[Opening DATA PROVIDED section]

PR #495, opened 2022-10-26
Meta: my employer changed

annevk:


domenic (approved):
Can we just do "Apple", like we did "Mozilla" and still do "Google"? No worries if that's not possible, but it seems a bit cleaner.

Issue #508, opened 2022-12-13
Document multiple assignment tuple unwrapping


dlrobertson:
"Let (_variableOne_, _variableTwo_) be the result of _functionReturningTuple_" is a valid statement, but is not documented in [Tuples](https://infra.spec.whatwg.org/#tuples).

[Closing DATA PROVIDED section]

▸ THE PROBLEM:
The material must be transcribed exactly, down to the last line.

▸ RESPONSE TO THE TASK:
PR #495, opened 2022-10-26
Meta: my employer changed

annevk:


domenic (approved):
Can we just do "Apple", like we did "Mozilla" and still do "Google"? No worries if that's not possible, but it seems a bit cleaner.

Issue #508, opened 2022-12-13
Document multiple assignment tuple unwrapping


dlrobertson:
"Let (_variableOne_, _variableTwo_) be the result of _functionReturningTuple_" is a valid statement, but is not documented in [Tuples](https://infra.spec.whatwg.org/#tuples).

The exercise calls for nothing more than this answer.